The inner loop clearly takes at most $O(\log \frac{\text{dividend}}{\text{divisor}})$ time since initially $k= \text{divisor}$ and it is doubled at every iteration.
The outer loop requires at most $O(\log \frac{\text{dividend}}{\text{divisor}})$ iterations since the inner loop subtracts from $\text{dividend}$ the highest multiple $x = k \cdot \text{divisor}$ such that $k=2^i - 1$ for some integer $i$ and $x \le \text{dividend}$.
This is true because initially $k \le \log ( 1+ \frac{\text{dividend}}{\text{divisor}})$ and the same value of $i$ cannot be selected more than two times in a row since $3 \cdot (2^i - 1) = 3 \cdot 2^i - 3 = 2^{i+1} + (2^i-3) \ge 2^{i+1} - 1$.
This analysis is tight in the following sense:
let $\text{divisor}=1$ and $S_j = \sum_{i=0}^j (2^i - 1)$. Let $\text{dividend}= S_\ell$ for some $\ell \ge 2$ of choice.

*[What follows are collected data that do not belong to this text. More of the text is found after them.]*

Issue #4188, opened 2022-01-21
Fixed mtimes (resulting from #4016) do not show in desktop client


PhilippSchlesinger:
Remainder from
https://github.com/nextcloud/desktop/issues/4016

Client version 3.4.1, still present in 3.5.0

My managed nextcloud provider fixed our nextcloud via https://github.com/nextcloud/desktop/wiki/How-to-fix-the-error-invalid-or-negative-modification-date.

The result is very good, the files got their mtimes back, thank you very much for your great work on fixing this.
There is a little issue nevertheless. The (fixed) mtimes do not get propagated to the desktop client with virtual files enabled _unless_ files are hydrated (downloaded on demand) or marked as 'always keep on device':

![grafik](https://user-images.githubusercontent.com/2735628/149936011-6cb2cd43-8a76-4887-816d-2265072c0ea3.png)

If I open a file without visible timestamp, the file downloads normally and afterwards you see a timestamp in explorer (after crtl+r).

_Originally posted by @PhilippSchlesinger in https://github.com/nextcloud/desktop/issues/4016#issuecomment-1015362785_

Tie-fighter:
Can confirm.

PhilippSchlesinger:
@Tie-fighter
I cannot check for some days if the error message appears. But I don't think so as the timestamp fix got applied by the hoster.
It is rather a problem about not syncing placeholder files to valid timestamps available on the server.

PhilippSchlesinger:
@mgallien: I'd be happy to share my logs. As the logs contain confidential information, how can I provide the logs privately?

PhilippSchlesinger:
The issue is still present with nextcloud client 3.4.4.
The client seems not to fetch the corrected and now valid timestamps for virtual files.

@mgallien: I'd be happy to provide more information to this issue.
Could you please guide me which information and how to provide logs in a private manner, as the logs contain confidential information.

jaredthirsk:
Is this fixed in 3.5.0?

PhilippSchlesinger:
The issue is still present with nextcloud client 3.5.0.
The client seems not to fetch the corrected and now valid timestamps for virtual files.

Please reopen.

PhilippSchlesinger:
@jaredthirsk @mgallien The issue is still present in nextcloud client version 3.5.1.
Please re-open the issue, thx.

PhilippSchlesinger:
The issue is still present in nextcloud client version 3.5.2

[...]

PR #4319, opened 2022-02-28
Bugfix/prevent overflow with mtime

mgallien:

### DIFF
--- a/src/libsync/discovery.cpp
+++ b/src/libsync/discovery.cpp
@@ -539,19 +539,11 @@ void ProcessDirectoryJob::processFileAnalyzeRemoteInfo(
             } else {
                 item->_instruction = CSYNC_INSTRUCTION_SYNC;
             }
-        } else if (dbEntry._modtime <= 0 && serverEntry.modtime > 0) {
+        } else if (dbEntry._modtime != serverEntry.modtime && localEntry.size == serverEntry.size && dbEntry._fileSize == serverEntry.size && dbEntry._etag == serverEntry.etag) {
             item->_direction = SyncFileItem::Down;
             item->_modtime = serverEntry.modtime;
             item->_size = sizeOnServer;
-            if (serverEntry.isDirectory) {
-                ENFORCE(dbEntry.isDirectory());
-                item->_instruction = CSYNC_INSTRUCTION_UPDATE_METADATA;
-            } else if (!localEntry.isValid() && _queryLocal != ParentNotChanged) {
-                // Deleted locally, changed on server
-                item->_instruction = CSYNC_INSTRUCTION_NEW;
-            } else {
-                item->_instruction = CSYNC_INSTRUCTION_SYNC;
-            }
+            item->_instruction = CSYNC_INSTRUCTION_UPDATE_METADATA;
         } else if (dbEntry._remotePerm != serverEntry.remotePerm || dbEntry._fileId != serverEntry.fileId || metaDataSizeNeedsUpdateForE2EeFilePlaceholder) {
             if (metaDataSizeNeedsUpdateForE2EeFilePlaceholder) {
                 // we are updating placeholder sizes after migrating from older versions with VFS + E2EE implicit hydration not supported
@@ -848,7 +840,8 @@ void ProcessDirectoryJob::processFileAnalyzeLocalInfo(
         if (_queryLocal != NormalQuery && _queryServer != NormalQuery)
             recurse = false;
 
-        if ((item->_direction == SyncFileItem::Down || item->_instruction == CSYNC_INSTRUCTION_CONFLICT) && (item->_modtime <= 0 || item->_modtime >= 0xFFFFFFFF)) {
+        if ((item->_direction == SyncFileItem::Down || item->_instruction == CSYNC_INSTRUCTION_CONFLICT || item->_instruction == CSYNC_INSTRUCTION_NEW || item->_instruction == CSYNC_INSTRUCTION_SYNC) &&
+                (item->_modtime <= 0 || item->_modtime >= 0xFFFFFFFF)) {
             item->_instruction = CSYNC_INSTRUCTION_ERROR;
             item->_errorString = tr("Cannot sync due to invalid modification time");
             item->_status = SyncFileItem::Status::NormalError;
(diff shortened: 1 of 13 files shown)


claucambra (approved):

src/libsync/discovery.cpp
```diff
@@ -539,18 +539,18 @@ void ProcessDirectoryJob::processFileAnalyzeRemoteInfo(
             } else {
                 item->_instruction = CSYNC_INSTRUCTION_SYNC;
             }
-        } else if (dbEntry._modtime <= 0 && serverEntry.modtime > 0) {
+        } else if ((dbEntry._modtime <= 0 && serverEntry.modtime > 0) || dbEntry._modtime != serverEntry.modtime) {
```
allexzander, line 542: @mgallien Doesn't `dbEntry._modtime != serverEntry.modtime` also cover the case when `(dbEntry._modtime <= 0 && serverEntry.modtime > 0)`? If this is the case, can we just go with `if(dbEntry._modtime != serverEntry.modtime)`?

PhilippSchlesinger:
Is this PR intended to fix #4188?

src/libsync/discovery.cpp
```diff
@@ -539,18 +539,18 @@ void ProcessDirectoryJob::processFileAnalyzeRemoteInfo(
...
-                // Deleted locally, changed on server
-                item->_instruction = CSYNC_INSTRUCTION_NEW;
-            } else {
-                item->_instruction = CSYNC_INSTRUCTION_SYNC;
+            item->_instruction = CSYNC_INSTRUCTION_UPDATE_METADATA;
+            if (dbEntry._modtime != serverEntry.modtime && dbEntry._etag == serverEntry.etag) {
+                qCWarning(lcDisco()) << "server modification time has been modified without changing etag: force full discovery";
+                _forceRemoteDiscovery = true;
+            }
+            if (dbEntry._modtime != serverEntry.modtime && dbEntry._etag == serverEntry.etag) {
```
allexzander, line 551: @mgallien Why do you need to repeat the same logic here?

src/libsync/discoveryphase.cpp
```diff
@@ -396,7 +396,11 @@ static void propertyMapToRemoteInfo(const QMap<QString, QString> &map, RemoteInf
         } else if (property == QLatin1String("getlastmodified")) {
             const auto date = QDateTime::fromString(value, Qt::RFC2822Date);
             Q_ASSERT(date.isValid());
-            result.modtime = date.toTime_t();
+            if (date.toSecsSinceEpoch() > 0) {
+                result.modtime = date.toSecsSinceEpoch();
+            } else {
+                result.modtime = 0;
```
allexzander, line 402: @mgallien You can get rid of `else` block if you move `result.modtime = 0;` before `if (date.toSecsSinceEpoch() > 0) {`, bu, just a nitpik

src/libsync/propagatedownload.cpp
```diff
@@ -563,7 +563,6 @@ void PropagateDownloadFile::startAfterIsEncryptedIsChecked()
         return checksum_header.startsWith("SHA")
             || checksum_header.startsWith("MD5:");
     };
-    Q_ASSERT(_item->_modtime > 0);
```
allexzander, line 566: @mgallien Why remove this?

test/syncenginetestutils.cpp
```diff
@@ -188,6 +188,13 @@ void FileInfo::setModTime(const QString &relativePath, const QDateTime &modTime)
     file->lastModified = modTime;
 }
 
+void FileInfo::setModTimeKeepEtag(const QString &relativePath, const QDateTime &modTime)
+{
+    FileInfo *file = find(relativePath);
+    Q_ASSERT(file);
+    file->lastModified = modTime;
```
allexzander, line 195: @mgallien don't you want to check the pointer before resolution? Such tat we don't have a crash in runtime. And maybe a log if it is `null`.

src/libsync/discovery.cpp
mgallien: yes

src/libsync/discovery.cpp
mgallien: I will check

src/libsync/discoveryphase.cpp
mgallien: yes good idea

src/libsync/propagatedownload.cpp
mgallien: this makes it impossible to sync against a server with files that have a `modtime` equal to `0`
in that case the assert will fire and crash the application
the code is indeed able to deal with that situation now so the assert is not needed

test/syncenginetestutils.cpp
mgallien: that was what I wanted to do with `Q_ASSERT(file);` as we are in the automated test code and I expect people to build it in debug mode

mgallien:
> Is this PR intended to fix #4188?

not sure because it depends on the exact state of your client sync folder
@PhilippSchlesinger maybe you could share your logs and I can have a quick look

src/libsync/discovery.cpp
mgallien: thanks that part got duplicated during rebase
thanks for catching it

PhilippSchlesinger:
@mgallien: I'd be happy to share my logs. As the logs contain confidential information, how can I provide the logs privately?

src/libsync/discovery.cpp
```diff
@@ -539,18 +539,14 @@ void ProcessDirectoryJob::processFileAnalyzeRemoteInfo(
...
-            if (serverEntry.isDirectory) {
-                ENFORCE(dbEntry.isDirectory());
-                item->_instruction = CSYNC_INSTRUCTION_UPDATE_METADATA;
-            } else if (!localEntry.isValid() && _queryLocal != ParentNotChanged) {
-                // Deleted locally, changed on server
-                item->_instruction = CSYNC_INSTRUCTION_NEW;
-            } else {
-                item->_instruction = CSYNC_INSTRUCTION_SYNC;
+            item->_instruction = CSYNC_INSTRUCTION_UPDATE_METADATA;
+            if (dbEntry._modtime != serverEntry.modtime && dbEntry._etag == serverEntry.etag) {
```
allexzander, line 547: @mgallien Why do you need this condition? The parent condition `else if` already has it

mgallien: thanks
I removed this code that was not really working well and not needed

PhilippSchlesinger:
> @mgallien: I'd be happy to share my logs. As the logs contain confidential information, how can I provide the logs privately?

@mgallien: could you please give some advice how and which part of the log zip file to provide?
thx

claucambra (approved):

allexzander (approved):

Clearly $S_j > 2^j - 1$. Moreover, we can show by induction on $j$ that $S_j < 2^{j+1}-1$.
The base case $j=0$ is trivial: $S_0 = 0 < 2^1 - 1 = 1$.

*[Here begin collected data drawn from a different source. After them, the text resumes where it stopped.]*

PR #4359, opened 2022-03-18
old submodule url does not work anylonger

tobiasKaminsky:
We need to have an unauthenticated endpoint, otherwise our branding system will fail.

see https://github.blog/2021-09-01-improving-git-protocol-security-github/


allexzander:
@tobiasKaminsky Can you fix the CDO step?

allexzander (approved):

claucambra (approved):

PR #4364, opened 2022-03-19
Fix for VFS crashes due to mimetype checking for thumbnails

claucambra:
This PR should prevent crashing when checking for dehydrated virtual files for thumbnail purposes


allexzander (approved):

mgallien (approved):
what happen for virtual files ?
do they show a valid state ?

Suppose now that the claim is true for $j-1$:
We have $S_j = S_{j-1} + (2^j - 1) < 2^j - 1 + (2^j - 1) = 2^{j+1} - 2$.
This means that when divisor is $S_j$, the inner loop will subtract $2^{k}-1$ where $k=j$ (in $k-1$ iterations), and the divisor will become $S_{j-1}$. It follows that $\ell$ iterations of the outer loop are needed to reach $S_0 = 0$.
The overall number of iterations of the inner loop is then:
$$
\sum_{i=1}^\ell (i-1) = \sum_{i=0}^{\ell-1} i = \frac{\ell (\ell-1)}{2} = \Theta(\ell^2).
$$
But $\ell \ge \log S_\ell$, since $S_\ell$ has at least $\ell$ binary digits and hence the above quantity is $\Omega(\log^2 S_\ell) = \Omega(\log^2 \text{dividend}) = \Omega(\log^2 \frac{\text{dividend}}{\text{divisor}})$.